* _WHAT YOU WILL DO_: For each line in the material below that holds "handles", copy that line.

* _THE DATA_:

══════

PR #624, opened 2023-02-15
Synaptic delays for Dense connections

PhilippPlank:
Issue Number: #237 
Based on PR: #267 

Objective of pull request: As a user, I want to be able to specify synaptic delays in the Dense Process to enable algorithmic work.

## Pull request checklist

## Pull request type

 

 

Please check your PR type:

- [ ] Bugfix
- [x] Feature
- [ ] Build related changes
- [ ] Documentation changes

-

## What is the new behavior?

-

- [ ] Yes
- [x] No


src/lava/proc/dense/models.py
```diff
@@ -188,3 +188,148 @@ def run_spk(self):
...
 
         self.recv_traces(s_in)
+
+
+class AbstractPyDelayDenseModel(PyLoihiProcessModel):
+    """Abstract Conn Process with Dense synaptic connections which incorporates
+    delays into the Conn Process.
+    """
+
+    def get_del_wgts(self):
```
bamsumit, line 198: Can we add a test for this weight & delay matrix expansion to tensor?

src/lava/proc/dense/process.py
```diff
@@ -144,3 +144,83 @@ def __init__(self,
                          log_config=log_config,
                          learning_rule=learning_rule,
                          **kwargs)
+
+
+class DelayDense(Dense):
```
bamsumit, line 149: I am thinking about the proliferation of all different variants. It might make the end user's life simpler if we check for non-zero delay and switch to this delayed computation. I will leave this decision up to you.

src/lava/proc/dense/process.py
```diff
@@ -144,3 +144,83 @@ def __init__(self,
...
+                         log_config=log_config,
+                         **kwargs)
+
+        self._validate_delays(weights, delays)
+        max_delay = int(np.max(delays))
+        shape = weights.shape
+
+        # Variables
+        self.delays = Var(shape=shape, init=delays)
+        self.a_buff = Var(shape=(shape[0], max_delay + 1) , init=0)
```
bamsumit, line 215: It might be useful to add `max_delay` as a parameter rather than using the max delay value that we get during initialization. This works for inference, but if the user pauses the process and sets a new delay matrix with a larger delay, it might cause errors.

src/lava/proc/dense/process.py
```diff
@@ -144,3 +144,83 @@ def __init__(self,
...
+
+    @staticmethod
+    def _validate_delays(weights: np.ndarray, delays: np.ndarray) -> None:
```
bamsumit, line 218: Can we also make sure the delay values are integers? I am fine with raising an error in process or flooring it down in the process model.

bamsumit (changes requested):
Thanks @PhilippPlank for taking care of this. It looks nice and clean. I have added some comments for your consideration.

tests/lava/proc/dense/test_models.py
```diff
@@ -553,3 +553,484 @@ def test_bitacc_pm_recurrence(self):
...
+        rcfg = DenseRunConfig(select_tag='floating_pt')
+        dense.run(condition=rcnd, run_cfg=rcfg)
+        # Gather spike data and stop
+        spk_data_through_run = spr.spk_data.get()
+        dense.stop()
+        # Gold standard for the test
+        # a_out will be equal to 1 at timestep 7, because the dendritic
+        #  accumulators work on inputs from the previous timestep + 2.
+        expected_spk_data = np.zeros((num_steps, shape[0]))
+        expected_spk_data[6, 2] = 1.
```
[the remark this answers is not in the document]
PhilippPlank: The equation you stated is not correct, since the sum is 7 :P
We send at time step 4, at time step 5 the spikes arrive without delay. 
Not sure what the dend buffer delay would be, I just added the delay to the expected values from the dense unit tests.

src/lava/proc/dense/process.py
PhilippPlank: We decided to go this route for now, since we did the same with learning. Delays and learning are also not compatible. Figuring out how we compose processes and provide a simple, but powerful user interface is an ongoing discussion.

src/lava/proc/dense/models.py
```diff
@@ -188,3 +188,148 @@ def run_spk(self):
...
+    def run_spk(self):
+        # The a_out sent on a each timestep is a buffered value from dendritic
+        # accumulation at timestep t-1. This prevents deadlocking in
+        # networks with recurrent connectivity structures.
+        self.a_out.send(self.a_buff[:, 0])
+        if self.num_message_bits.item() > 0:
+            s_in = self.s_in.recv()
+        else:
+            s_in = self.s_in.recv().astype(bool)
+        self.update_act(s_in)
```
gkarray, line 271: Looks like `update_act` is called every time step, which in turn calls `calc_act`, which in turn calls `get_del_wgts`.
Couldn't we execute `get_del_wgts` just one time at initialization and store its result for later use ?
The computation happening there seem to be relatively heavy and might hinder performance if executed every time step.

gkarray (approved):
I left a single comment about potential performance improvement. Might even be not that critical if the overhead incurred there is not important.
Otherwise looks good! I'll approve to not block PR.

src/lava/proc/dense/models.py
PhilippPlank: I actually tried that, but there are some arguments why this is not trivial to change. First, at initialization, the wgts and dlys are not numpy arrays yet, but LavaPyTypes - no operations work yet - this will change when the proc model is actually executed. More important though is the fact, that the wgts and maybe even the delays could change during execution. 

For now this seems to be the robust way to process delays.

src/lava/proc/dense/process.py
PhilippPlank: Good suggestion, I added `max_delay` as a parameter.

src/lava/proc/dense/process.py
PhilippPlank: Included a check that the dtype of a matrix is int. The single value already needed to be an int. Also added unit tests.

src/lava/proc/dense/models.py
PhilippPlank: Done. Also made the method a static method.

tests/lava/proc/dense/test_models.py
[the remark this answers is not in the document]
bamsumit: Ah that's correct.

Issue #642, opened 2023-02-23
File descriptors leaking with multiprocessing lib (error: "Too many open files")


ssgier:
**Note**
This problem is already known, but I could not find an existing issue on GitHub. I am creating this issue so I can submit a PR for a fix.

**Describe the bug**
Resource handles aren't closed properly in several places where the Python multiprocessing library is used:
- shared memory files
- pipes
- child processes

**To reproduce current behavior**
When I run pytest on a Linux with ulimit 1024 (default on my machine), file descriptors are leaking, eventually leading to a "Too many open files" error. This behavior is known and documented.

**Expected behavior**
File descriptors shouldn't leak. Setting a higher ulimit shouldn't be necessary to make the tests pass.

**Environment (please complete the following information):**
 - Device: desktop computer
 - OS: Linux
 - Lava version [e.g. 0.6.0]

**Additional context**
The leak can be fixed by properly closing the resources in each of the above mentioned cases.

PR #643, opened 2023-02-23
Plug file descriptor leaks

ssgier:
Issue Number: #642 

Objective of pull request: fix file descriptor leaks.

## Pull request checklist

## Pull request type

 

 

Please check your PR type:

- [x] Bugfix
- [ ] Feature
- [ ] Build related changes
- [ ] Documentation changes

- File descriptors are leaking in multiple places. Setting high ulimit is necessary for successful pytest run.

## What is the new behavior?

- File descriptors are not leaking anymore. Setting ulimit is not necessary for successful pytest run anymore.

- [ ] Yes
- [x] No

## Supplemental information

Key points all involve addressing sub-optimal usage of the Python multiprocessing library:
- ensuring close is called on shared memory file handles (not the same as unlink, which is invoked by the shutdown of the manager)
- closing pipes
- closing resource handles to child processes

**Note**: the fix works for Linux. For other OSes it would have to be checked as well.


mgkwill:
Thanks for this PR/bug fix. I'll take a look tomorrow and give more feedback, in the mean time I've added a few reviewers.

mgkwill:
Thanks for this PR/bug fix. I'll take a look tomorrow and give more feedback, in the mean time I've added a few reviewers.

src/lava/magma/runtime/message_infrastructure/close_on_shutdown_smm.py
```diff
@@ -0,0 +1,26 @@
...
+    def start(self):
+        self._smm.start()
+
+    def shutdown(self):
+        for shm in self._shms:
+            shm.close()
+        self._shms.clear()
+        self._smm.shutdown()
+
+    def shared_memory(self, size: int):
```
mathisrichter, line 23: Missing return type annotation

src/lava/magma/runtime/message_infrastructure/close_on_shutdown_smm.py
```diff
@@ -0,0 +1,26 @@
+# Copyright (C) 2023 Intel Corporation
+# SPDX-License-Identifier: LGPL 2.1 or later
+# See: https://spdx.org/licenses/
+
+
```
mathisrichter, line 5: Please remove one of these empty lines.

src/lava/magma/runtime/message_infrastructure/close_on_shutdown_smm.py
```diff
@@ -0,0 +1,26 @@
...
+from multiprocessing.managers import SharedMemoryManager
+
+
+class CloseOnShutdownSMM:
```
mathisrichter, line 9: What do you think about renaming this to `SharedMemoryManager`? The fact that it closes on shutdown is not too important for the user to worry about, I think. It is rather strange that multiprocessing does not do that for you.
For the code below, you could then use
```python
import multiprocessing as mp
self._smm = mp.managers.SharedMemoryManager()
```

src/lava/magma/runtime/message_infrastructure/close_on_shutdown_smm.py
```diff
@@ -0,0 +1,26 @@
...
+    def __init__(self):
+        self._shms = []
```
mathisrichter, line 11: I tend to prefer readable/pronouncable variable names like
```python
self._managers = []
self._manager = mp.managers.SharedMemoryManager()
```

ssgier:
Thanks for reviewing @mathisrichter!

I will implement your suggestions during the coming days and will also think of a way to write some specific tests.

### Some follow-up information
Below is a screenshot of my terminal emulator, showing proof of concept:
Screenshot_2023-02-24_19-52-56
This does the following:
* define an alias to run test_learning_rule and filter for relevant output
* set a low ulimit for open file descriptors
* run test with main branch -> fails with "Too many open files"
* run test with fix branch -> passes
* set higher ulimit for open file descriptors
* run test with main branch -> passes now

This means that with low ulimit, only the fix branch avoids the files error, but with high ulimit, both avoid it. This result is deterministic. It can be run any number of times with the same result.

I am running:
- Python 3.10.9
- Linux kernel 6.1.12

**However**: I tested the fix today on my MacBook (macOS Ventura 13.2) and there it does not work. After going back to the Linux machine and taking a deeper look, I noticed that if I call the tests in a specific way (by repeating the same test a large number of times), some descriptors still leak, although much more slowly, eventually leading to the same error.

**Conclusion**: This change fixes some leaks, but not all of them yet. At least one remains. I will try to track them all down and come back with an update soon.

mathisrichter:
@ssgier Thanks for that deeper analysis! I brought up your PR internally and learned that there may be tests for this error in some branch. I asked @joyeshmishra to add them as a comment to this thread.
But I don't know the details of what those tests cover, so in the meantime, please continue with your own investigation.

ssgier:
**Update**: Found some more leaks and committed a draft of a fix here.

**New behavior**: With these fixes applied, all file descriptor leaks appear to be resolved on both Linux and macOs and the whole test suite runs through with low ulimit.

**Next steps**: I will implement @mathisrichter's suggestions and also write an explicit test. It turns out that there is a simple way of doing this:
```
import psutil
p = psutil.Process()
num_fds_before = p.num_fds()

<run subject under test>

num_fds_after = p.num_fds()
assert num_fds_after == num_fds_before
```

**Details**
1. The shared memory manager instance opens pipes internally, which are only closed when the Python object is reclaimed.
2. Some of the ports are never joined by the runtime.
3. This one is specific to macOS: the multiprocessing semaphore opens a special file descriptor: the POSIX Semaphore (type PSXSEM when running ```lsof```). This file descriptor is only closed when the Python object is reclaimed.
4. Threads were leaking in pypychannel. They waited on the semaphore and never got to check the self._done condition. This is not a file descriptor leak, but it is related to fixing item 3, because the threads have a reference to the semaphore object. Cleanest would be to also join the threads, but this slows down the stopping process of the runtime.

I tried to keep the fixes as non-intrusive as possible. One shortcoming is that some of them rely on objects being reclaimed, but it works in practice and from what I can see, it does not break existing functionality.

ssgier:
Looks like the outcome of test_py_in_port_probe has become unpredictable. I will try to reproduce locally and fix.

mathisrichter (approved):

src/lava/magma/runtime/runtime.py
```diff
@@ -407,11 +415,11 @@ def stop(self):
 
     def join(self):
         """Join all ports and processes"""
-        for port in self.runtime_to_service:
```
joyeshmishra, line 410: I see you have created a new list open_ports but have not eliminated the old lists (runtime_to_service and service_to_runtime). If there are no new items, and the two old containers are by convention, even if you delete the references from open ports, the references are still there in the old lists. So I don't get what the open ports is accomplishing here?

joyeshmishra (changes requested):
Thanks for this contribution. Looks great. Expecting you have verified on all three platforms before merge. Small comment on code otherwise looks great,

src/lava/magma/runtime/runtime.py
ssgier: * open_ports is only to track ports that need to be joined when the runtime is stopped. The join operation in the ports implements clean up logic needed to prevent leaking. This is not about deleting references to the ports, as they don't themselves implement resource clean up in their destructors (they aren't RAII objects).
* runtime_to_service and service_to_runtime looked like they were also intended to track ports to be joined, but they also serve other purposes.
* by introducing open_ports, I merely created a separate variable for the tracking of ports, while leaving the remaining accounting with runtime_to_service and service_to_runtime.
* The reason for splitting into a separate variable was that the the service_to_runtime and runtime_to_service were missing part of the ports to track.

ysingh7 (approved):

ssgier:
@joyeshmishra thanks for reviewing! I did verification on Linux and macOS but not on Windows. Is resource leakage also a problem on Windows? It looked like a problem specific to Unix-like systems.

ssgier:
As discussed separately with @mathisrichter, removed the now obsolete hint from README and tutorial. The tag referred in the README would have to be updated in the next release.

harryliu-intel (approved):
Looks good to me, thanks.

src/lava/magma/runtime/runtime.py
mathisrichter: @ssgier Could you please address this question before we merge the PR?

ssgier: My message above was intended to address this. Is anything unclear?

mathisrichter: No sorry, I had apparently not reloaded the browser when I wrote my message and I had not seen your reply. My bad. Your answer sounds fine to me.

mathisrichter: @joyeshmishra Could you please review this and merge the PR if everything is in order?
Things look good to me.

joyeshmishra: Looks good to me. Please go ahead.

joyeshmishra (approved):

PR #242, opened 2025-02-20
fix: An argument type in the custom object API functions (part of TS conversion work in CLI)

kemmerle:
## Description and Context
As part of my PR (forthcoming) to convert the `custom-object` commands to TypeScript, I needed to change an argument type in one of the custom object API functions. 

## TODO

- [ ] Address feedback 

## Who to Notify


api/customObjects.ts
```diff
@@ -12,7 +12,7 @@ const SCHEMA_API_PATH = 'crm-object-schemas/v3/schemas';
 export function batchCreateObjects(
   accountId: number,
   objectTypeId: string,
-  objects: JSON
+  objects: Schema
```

══════

* _REPLY TO THE EXERCISE_:
Resource handles aren't closed properly in several places where the Python multiprocessing library is used:
- ensuring close is called on shared memory file handles (not the same as unlink, which is invoked by the shutdown of the manager)
- closing resource handles to child processes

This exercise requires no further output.